### What the exercise asks
Reproduce all of the records exactly.

(Source information Opens)

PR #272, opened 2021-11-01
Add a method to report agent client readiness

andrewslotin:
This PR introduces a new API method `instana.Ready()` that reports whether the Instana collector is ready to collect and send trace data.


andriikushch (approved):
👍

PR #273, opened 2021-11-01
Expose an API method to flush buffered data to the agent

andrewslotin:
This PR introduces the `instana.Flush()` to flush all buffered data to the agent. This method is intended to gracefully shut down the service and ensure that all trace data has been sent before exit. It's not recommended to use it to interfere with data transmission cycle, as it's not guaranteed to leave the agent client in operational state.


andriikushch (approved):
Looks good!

(Source information Closes)

### Solution to this problem
PR #272, opened 2021-11-01
Add a method to report agent client readiness

andrewslotin:
This PR introduces a new API method `instana.Ready()` that reports whether the Instana collector is ready to collect and send trace data.


andriikushch (approved):
👍

PR #273, opened 2021-11-01
Expose an API method to flush buffered data to the agent

andrewslotin:
This PR introduces the `instana.Flush()` to flush all buffered data to the agent. This method is intended to gracefully shut down the service and ensure that all trace data has been sent before exit. It's not recommended to use it to interfere with data transmission cycle, as it's not guaranteed to leave the agent client in operational state.


andriikushch (approved):
Looks good!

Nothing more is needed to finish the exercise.